Often in the past, the University has helped a new college in the New England area get its start. It did so for the first time in 1701 in New Haven and the result was Yale. It did so two years ago in Waltham and the result was Brandeis University, now a coed institution of 460 and growing fast.
The fledgling college has patterned a General Education program after the University's, has similar composition and language requirements, got its first set of football pants from the H.A.A., and has even taken Harvard faculty men onto its staff.
Brandeis is also profiting by Harvard's experience with physical development. The new university will never look as if it had been laid out by Louis Brandeis' cow. Careful plans for a ten-year expansion program have been completed and the university, already owner of 160 acres of land, intends to buy more.
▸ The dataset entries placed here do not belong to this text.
PR #63, opened 2021-02-17
Workaround to be able to compile with optimization on 0.6.11 and impo…

gbalabasquer:
…rting modules that call msize

### DIFF
--- a/allow-optimize.sh
+++ b/allow-optimize.sh
@@ -1,0 +1,38 @@
+#!/usr/bin/env bash
+set -e
+
+libFile="lib/dss/src/lib.sol"
+vatFile="lib/dss/src/vat.sol"
+medFile="lib/median/src/median.sol"
+osmMFile="lib/osm-mom/src/OsmMom.sol"
+osmFile="lib/osm-mom/lib/osm/src/osm.sol"
+originalLibContent=$(cat "$libFile")
+originalVatContent=$(cat "$vatFile")
+originalMedContent=$(cat "$medFile")
+originalOsmContent=$(cat "$osmFile")
+originalOsmMContent=$(cat "$osmMFile")
+
+function clean() {
+  echo "$originalLibContent" > "$libFile"
+  echo "$originalVatContent" > "$vatFile"
+  echo "$originalMedContent" > "$medFile"
+  echo "$originalOsmContent" > "$osmFile"
+  echo "$originalOsmMContent" > "$osmMFile"
+}
+
+trap clean EXIT
+
+content=$(sed '29,43 d' "$libFile")
+echo "$content" > "$libFile"
+
+content=$(sed '74,88 d' "$vatFile")
+echo "$content" > "$vatFile"
+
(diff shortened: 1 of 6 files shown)


test.sh
```diff
@@ -3,5 +3,13 @@ set -e
...
-dapp --use solc:0.6.11 test -v --rpc-url="$ETH_RPC_URL"
+CI=$1
+
+# shellcheck disable=SC1091
+source "./allow-optimize.sh"
+
+if [[ "$CI" == 1 ]]; then
+    dapp test -v --rpc-url="$ETH_RPC_URL"
+else
+    DAPP_SOLC_OPTIMIZE=true DAPP_BUILD_OPTIMIZE=1 DAPP_SOLC_OPTIMIZE_RUNS=200 dapp --use solc:0.6.11 test -v --rpc-url="$ETH_RPC_URL"
```
hexonaut, line 14: Change this to `DAPP_BUILD_OPTIMIZE=1 DAPP_BUILD_OPTIMIZE_RUNS=200`

build.sh
```diff
@@ -0,0 +1,7 @@
+#!/usr/bin/env bash
+set -e
+
+# shellcheck disable=SC1091
+source "./allow-optimize.sh"
+
+DAPP_SOLC_OPTIMIZE=true DAPP_BUILD_OPTIMIZE=1 DAPP_SOLC_OPTIMIZE_RUNS=200 dapp --use solc:0.6.11 build
```
hexonaut, line 7: Change this to `DAPP_BUILD_OPTIMIZE=1 DAPP_BUILD_OPTIMIZE_RUNS=1`

test.sh
gbalabasquer: Done, set to 200 runs though

build.sh
gbalabasquer: Done, set to 200 runs though

test.sh
gbalabasquer: (1 run is just for the spell)

hexonaut (approved):
LGTM. Tested deploy on a mainnet fork with optimizations on.

allow-optimize.sh
```diff
@@ -0,0 +1,38 @@
...
+  echo "$originalLibContent" > "$libFile"
+  echo "$originalVatContent" > "$vatFile"
+  echo "$originalMedContent" > "$medFile"
+  echo "$originalOsmContent" > "$osmFile"
+  echo "$originalOsmMContent" > "$osmMFile"
+}
+
+trap clean EXIT
+
+content=$(sed '29,43 d' "$libFile")
```
brianmcmichael, line 25: This works for now, but if any of these files get updated these will break. We should consider this a temporary solution.

gbalabasquer: Yeah, this is clearly a temporary workaround. I'm planning to improve it though.
Changing the lines replacement for a regex that catches it would be a better one. But yes, without any doubt the final solution should be removing the `msize` from the dependencies.

brianmcmichael (approved):

PR #64, opened 2021-02-18
First step to decouple action from the lib implementation + renaming …

gbalabasquer:
…back to the full name

### DIFF
--- a/src/DssAction.sol
+++ b/src/DssAction.sol
@@ -20,11 +20,15 @@
 pragma solidity ^0.6.11;
 
 import "./CollateralOpts.sol";
-import { DssExecLib as lib, OracleLike } from "./DssExecLib.sol";
+import { DssExecLib } from "./DssExecLib.sol";
+
+interface OracleLike {
+    function src() external view returns (address);
+}
 
 abstract contract DssAction {
 
-    using lib for *;
+    using DssExecLib for *;
 
     // Office Hours defaults to true by default.
     //   To disable office hours, override this function and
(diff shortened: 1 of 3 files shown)


src/DssAction.sol
```diff
@@ -61,52 +65,52 @@ abstract contract DssAction {
...
+        if(!co.isLiquidatable) { DssExecLib.deauthorize(_flipperMom, co.flip); }
 
         if(co.isOSM) { // If pip == OSM
             // Allow OsmMom to access to the TOKEN OSM
-            lib.authorize(co.pip, lib.osmMom());
+            DssExecLib.authorize(co.pip, DssExecLib.osmMom());
             if (co.whitelistOSM) { // If median is src in OSM
                 // Whitelist OSM to read the Median data (only necessary if it is the first time the token is being added to an ilk)
-                lib.addReaderToMedianWhitelist(address(OracleLike(co.pip).src()), co.pip);
+                DssExecLib.addReaderToMedianWhitelist(address(OracleLike(co.pip).src()), co.pip);
```
brianmcmichael, line 81: We could probably turn this into a separate function 
```
addReaderToMedianWhitelist(address pip);
```
That reads the src. Then we don't need the `OracleLike` declaration at the top.

That's a different PR though. I'll make a ticket.

brianmcmichael (approved):
I pushed a little fix to the test. If we're doing this we really should move collateral onboarding to the library, too, otherwise we have this inconsistency in the way spell actions are invoked.

Screenshot from 2021-02-18 10-40-46

PR #66, opened 2021-02-19
Remove auth from flippermom when liquidations off

brianmcmichael:
Seems we have to auth flippermom on flip before we can deauth flip on flippermom.

### DIFF
--- a/src/DssAction.sol
+++ b/src/DssAction.sol
@@ -69,13 +69,12 @@ abstract contract DssAction {
 
         address _flipperMom = DssExecLib.flipperMom();
 
-        // Allow FlipperMom to access to the ilk Flipper
-        DssExecLib.authorize(co.flip, _flipperMom);
-
         if (!co.isLiquidatable) {
-            // Remove liquidation permission from FlipperMom and Flip
-            DssExecLib.deauthorize(_flipperMom, co.flip);
-            DssExecLib.deauthorize(co.flip, _flipperMom);
+            // Disallow Cat to kick auctions in ilk Flipper
+            DssExecLib.deauthorize(co.flip, DssExecLib.cat());
+        } else {
+            // Allow FlipperMom to access to the ilk Flipper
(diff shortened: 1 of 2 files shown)


src/DssAction.sol
```diff
@@ -67,11 +67,16 @@ abstract contract DssAction {
...
+        // Allow FlipperMom to access to the ilk Flipper
         DssExecLib.authorize(co.flip, _flipperMom);
-        // Disallow Cat to kick auctions in ilk Flipper
-        if(!co.isLiquidatable) { DssExecLib.deauthorize(_flipperMom, co.flip); }
+
+        if (!co.isLiquidatable) {
+            // Remove liquidation permission from FlipperMom and Flip
+            DssExecLib.deauthorize(_flipperMom, co.flip);
+            DssExecLib.deauthorize(co.flip, _flipperMom);
+        }
```
gbalabasquer, line 79: Other option would be:
```
if (!co.isLiquidatable) {
    // Disallow Cat to kick auctions in ilk Flipper
    DssExecLib.deauthorize(co.flip, DssExecLib.cat());
} else {
    DssExecLib.authorize(co.flip, _flipperMom);
}
```

gbalabasquer, line 79: Other option would be:
```
if (!co.isLiquidatable) {
    // Disallow Cat to kick auctions in ilk Flipper
    DssExecLib.deauthorize(co.flip, DssExecLib.cat());
} else {
    DssExecLib.authorize(co.flip, DssExecLib.flipperMom());
}
```

gbalabasquer (approved):
LGTM, just a suggestion to make it a bit more efficient (not that explicit though)

src/DssAction.sol
brianmcmichael: I like it.

hexonaut (approved):
LGTM 👍

gbalabasquer:
New changes look good to me.

PR #72, opened 2021-03-18
Move COB from DssAction to DssExecLib

brianmcmichael:
* Moves collateral onboarding from the action to the lib
* Updates some tests to not rely on mainnet state

Still wondering whether we should also import `CollateralOpts` into DssAction so that it's available to the spellcrafter, otherwise they will need to do a separate explicit import.

### DIFF
--- a/src/DssExecLib.sol
+++ b/src/DssExecLib.sol
@@ -17,6 +17,10 @@
 // You should have received a copy of the GNU Affero General Public License
 // along with this program.  If not, see <https://www.gnu.org/licenses/>.
 pragma solidity ^0.6.11;
+pragma experimental ABIEncoderV2;
+
+import { CollateralOpts } from "./CollateralOpts.sol";
+
 
 interface Initializable {
     function init(bytes32) external;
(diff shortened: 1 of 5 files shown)


src/DssExecLib.sol
```diff
@@ -790,6 +792,60 @@ library DssExecLib {
         RegistryLike(reg()).add(_join);
     }
 
+    // Complete collateral onboarding logic.
+    function addNewCollateral(CollateralOpts memory co) internal {
```
hexonaut, line 796: Visibility should be `public` to allow non-embedded access.

hexonaut:
Looks good to merge after the visibility fix.

src/DssExecLib.sol
brianmcmichael: Good catch. Tests should probably be updated to catch this, however, this change breaks the API since the library can't accept a struct from an external source.

I'll have to add a function back in to `DssAction` to take the struct and normalize to standard parameters. I was hoping we wouldn't have to go this route but it will probably save a lot of gas.

hexonaut: Can this be fixed with the ABIEncoderV2 ?

hexonaut:
I think I prefer using the ABIEncoderV2 vs flattening into a bunch of arrays. Is there an issue with adding the V2 encoder pragma to enable struct serialization?

src/DssExecLib.sol
gbalabasquer: I think it would be fixed and will actually make it much clearer.
At some point I had heard it added quite a lot overhead provoking more gas consumption, but we might want to test it.

brianmcmichael:
Yeah getting `UnimplementedFeatureError` out of `solc` when compiling with parameterized struct in `ABIEncoderV2`.

Looks something like:

```
./test.sh
 dapp-build: building with linked libraries
UnimplementedFeatureError: Encoding type "struct CollateralOpts memory" not yet implemented.

dapp-test: rpc block: latest
hevm: (^?!): empty Fold
CallStack (from HasCallStack):
  error, called at src/Control/Lens/Fold.hs:1310:28 in lens-4.18.1-9qmhqm9T86YJHOPOEopx4d:Control.Lens.Fold
  ^?!, called at src/EVM/Solidity.hs:342:20 in hevm-0.44.1-LcTWU2RNn7iMuZpzDnXLB:EVM.Solidity
Makefile:3: recipe for target 'test' failed
make: *** [test] Error 1
```

Haven't tested with `solc:0.7.X` but kind of wondering if it got straightened out by then.

gbalabasquer:
> Yeah getting `UnimplementedFeatureError` out of `solc` when compiling with parameterized struct in `ABIEncoderV2`.
> 
> Looks something like:
> 
> ```
> ./test.sh
>  dapp-build: building with linked libraries
> UnimplementedFeatureError: Encoding type "struct CollateralOpts memory" not yet implemented.
> 
> dapp-test: rpc block: latest
> hevm: (^?!): empty Fold
> CallStack (from HasCallStack):
>   error, called at src/Control/Lens/Fold.hs:1310:28 in lens-4.18.1-9qmhqm9T86YJHOPOEopx4d:Control.Lens.Fold
>   ^?!, called at src/EVM/Solidity.hs:342:20 in hevm-0.44.1-LcTWU2RNn7iMuZpzDnXLB:EVM.Solidity
> Makefile:3: recipe for target 'test' failed
> make: *** [test] Error 1
> ```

"We're not going to make the mistake of land constriction," Abram L. Sachar, president of Brandeis says. "We want an organic campus for our university which will include nine graduate schools and 2000 students by 1960." These are ambitious plans for a two-year-old institution, which started with a few run-down buildings and the purpose of making a corporate contribution to American higher learning on the part of the country's Jewish community.
While denominational universities are nothing new in this country, one backed by Jewish interests is. Although there have been other attempts to found such an institution, Brandeis is the first to succeed.
Two groups, headed by George Alpert of Boston and Rabbi Israel Goldstein of New York, jointed in 1945 to seek funds for a college; they acquired the present location in 1947. Previously, the property had belonged to the Middlesex College of Medicine and Surgery. When the institution failed, its owners gave the property to the Alpert-Goldstein group on the condition that whatever university be established, it must operate without discrimination as to race, creed or color.
After the Board of Trustees voted Alpert their president, they decided to name the school after Supreme Court Justice Louis D. Brandeis.
High expenditures were immediately necessary to put the University into operation. Remodeling the castle alone took the major part of $1,000,000.
Money and Controversy
Finances were indirectly responsible for the embryo college's first major controversy. In 1946, the two founding groups had asked Albert Einstein to let his name be used in the fund raising drive. The Einstein Foundation for Higher Learning became the first main money-seeking branch. When Goldstein became involved in a dispute with the scientist, the Rabbi resigned. This was in 1946.
When in the next year the trustees set out to elect a president of the University, Einstein supported Harold Laski, professor at the London School of Economics. But the board desired an American educator and Einstein, displeased, dropped his name from the list of the school's supporters. In 1948 the Board elected Sachar as president of Brandeis. Then retired, Sachar had been an important educator--a recipient of Cambridge University's first Ph.D. degree--and for 14 years the head of Hillel Foundations.
When 107 first-year students arrived in the fall of 1948, they found that, so far as educational policy went, Brandeis was little different from other U. S. colleges. Sachar explains that the University intends to follow traditional lines, at least for the present.
G.E. and English A
Someone familiar with Harvard's present program would notice Brandeis' General Education system in particular. The catalogue reads: "All matriculated students must complete the prescribed work in the General Education curriculum, comprising the two year sequences in the Social Sciences, the Humanities and the Sciences." And a College man would also notice: "All matriculated students must be able to express their ideas effectively in English . . . (This) Committee will administer an English proficiency examination . . . Students not exempt will be required to take English Composition A . . ."
All students must also complete required work in physical education, And, unless a Brandeis student meets his language requirement in the first two years, he automatically goes on probation. He (or she) must choose a field of concentration.